Pathological tau hyperphosphorylation and neurofibrillary pathology are major Alzheimer's disease (AD) pathophysiological elements that correlate with clinical dementia. Activities of several kinases that hyperphosphorylate tau, including cyclin dependent CDK5, glycogen synthase GSK3α and GSK3β are enhanced by phosphorylation of their own tyrosines (pY15, pY279 and pY216). Tyrosine kinases that phosphorylate and activate these three tau-phosphorylating kinases are known. However, the tyrosine phosphatase(s) that dephosphorylate and thus reduce activities of brain CDK5, GSK3α and GSK3β have not been reported. Several lines of evidence now support PTPRD, a receptor type protein tyrosine phosphatase, as a major contributor to dephosphorylating tau-phosphorylating enzymes including CDK5, GSK3α and GSK3β. We will test the hypothesis that PTPRD contributes to regulation of CDK5, GSK3α and GSK3β activities in ways that make PTPRD a novel, multifactorial, druggable contributor to tau pathophysiology in AD. We are fortunate that work developing a PTPRD phosphatase inhibitor to reduce reward from addictive substances is funded by a NIDA parent grant U01DA047713 that provides an exceptionally solid platform for the current supplement proposal. In vitro, we will test activities of CDK5, GSK3α and GSK3β wildtype, mutant and control/comparison phosphopeptides at wildtype/mutant human D1 and D1 + D2 phosphatase domains from PTPRD and other tyrosine phosphatases. We will seek potent interactions between wildtype PTPRD phosphatase and pY15 CDK5, pY279 GSK3α and/or pY216 GSK3β phosphopeptides vs lower potency interactions with dephosphorylated/mutant/control peptides, PTPRD mutants and other tyrosine phosphatases. In vivo, we will characterize effects of genetically or pharmacologically altered PTPRD activity on brain CDK5, GSK3α and GSK3β tyrosine phosphorylation in mice. In pilot projects, we will a) cross 3xTg-AD mice with PTPRD knockouts to seek suitability of these “4xTg-AD” mice for studies of effects on tau pathology in aging and b) synthesize and model NF504, NF506 and other potential positive allosteric modulators of PTPRD's phosphatase for future tests of our innovative hypotheses. This work will aid new understanding of Alzheimer's disease neurofibrillary pathology and help to define PTPRD as a novel therapeutic target.
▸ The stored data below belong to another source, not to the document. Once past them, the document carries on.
PR #339, opened 2025-08-12
Fix `XR_META_environment_depth` when rendering with "Separate" thread model

dsnopek:
Currently, with the meta-scene-sample project, if you change the rendering thread model to "Separate", it will crash!

This PR fixes the issues that made it unsafe.

For the most part, this is just about moving stuff to the render thread


BastiaanOlij:
This looks good to me but hard to test. My only remark would be that in our setup, where we're initializing our render state even though we're not on the rendering thread, we should probably have a remark that this is safe. Though that might be overkill.

I/We should find some time to properly document what we're doing both in core and here.
Seeing we have a bit of a weird relationship with the rendering server and rendering thread, it's not always easy to tell why we're doing this weirdness and what is allowed and what leads to issues.

PR #340, opened 2025-08-14
Add XR_META_hand_tracking_microgestures to hand tracking sample

devloglogan:
This PR relies on https://github.com/godotengine/godot/pull/109611 and will remain as a draft until that PR is merged.

The above mentioned PR enables hand tracking microgestures, adding some more actions to the hand interaction profile. This PR adds that functionality to the hand tracking sample!

~~Hand aim and microgestures require different trackers to be selected, so in the sample you're able to swap between the two. I'm now realizing you could probably just add additional controllers set to these other trackers though, and then there would be no need for switching. I'll probably update this PR to do that instead, but in the meantime it still works for testing.~~
**Edit 2025-08-15**: There is no tracker swapping now, I've just added extra nodes for the additional trackers so it all can be viewed at once.


dsnopek:
Thanks! This PR is working great in my testing

However, I agree with this statement:

> Hand aim and microgestures require different trackers to be selected, so in the sample you're able to swap between the two. I'm now realizing you could probably just add additional controllers set to these other trackers though, and then there would be no need for switching.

病理性tau蛋白过度磷酸化和神经病理学是阿尔茨海默病（AD）的主要病理学特征 与临床痴呆相关的病理生理学因素。几种激酶的活性， 过度磷酸化tau蛋白，包括细胞周期蛋白依赖性CDK 5、糖原合酶GSK 3 α和GSK 3 β， 通过其自身酪氨酸（pY 15、pY 279和pY 216）的磷酸化增强。的酪氨酸激酶 磷酸化和激活这三种tau-磷酸化激酶是已知的。然而，酪氨酸 去磷酸化并因此降低脑CDK 5、GSK 3 α和GSK 3 β活性的磷酸酶 被举报。现在有几条证据支持PTPRD，一种受体型蛋白酪氨酸 磷酸酶，作为脱磷酸化tau-磷酸化酶的主要贡献者，包括 CDK5、GSK 3 α和GSK 3 β。 我们将检验PTPRD有助于调节CDK 5、GSK 3 α和GSK 3 β活性的假设 以使PTPRD成为AD中tau病理生理学的新的、多因素的、可药物化的贡献者的方式。 幸运的是，我们正在开发一种PTPRD磷酸酶抑制剂， 物质由NIDA母基金U 01 DA 047713资助，该基金为以下项目提供了非常坚实的平台： 目前的补充方案。在体外，我们将测试CDK 5、GSK 3 α和GSK 3 β野生型、突变型 在野生型/突变型人D1和D1 + D2磷酸酶结构域的对照/比较磷酸肽 PTPRD和其他酪氨酸磷酸酶。我们将寻找野生型PTPRD之间的有效相互作用， 磷酸酶和pY 15 CDK 5、pY 279 GSK 3 α和/或pY 216 GSK 3 β磷酸肽与较低效力 与去磷酸化/突变/对照肽、PTPRD突变体和其它酪氨酸磷酸酶的相互作用。 在体内，我们将表征遗传或药理学改变的PTPRD活性对脑CDK 5的影响， 小鼠中的GSK 3 α和GSK 3 β酪氨酸磷酸化。在试点项目中，我们将a）将3xTg-AD小鼠与 PTPRD敲除，以寻求这些“4xTg-AD”小鼠对衰老中tau病理学影响的研究的适用性 和B）合成和模拟NF 504、NF 506和PTPRD的其它潜在的正变构调节剂 磷酸酶，用于我们创新假设的未来测试。这项工作将有助于对阿尔茨海默氏症的新认识 疾病神经病理学和帮助定义PTPRD作为一个新的治疗靶点。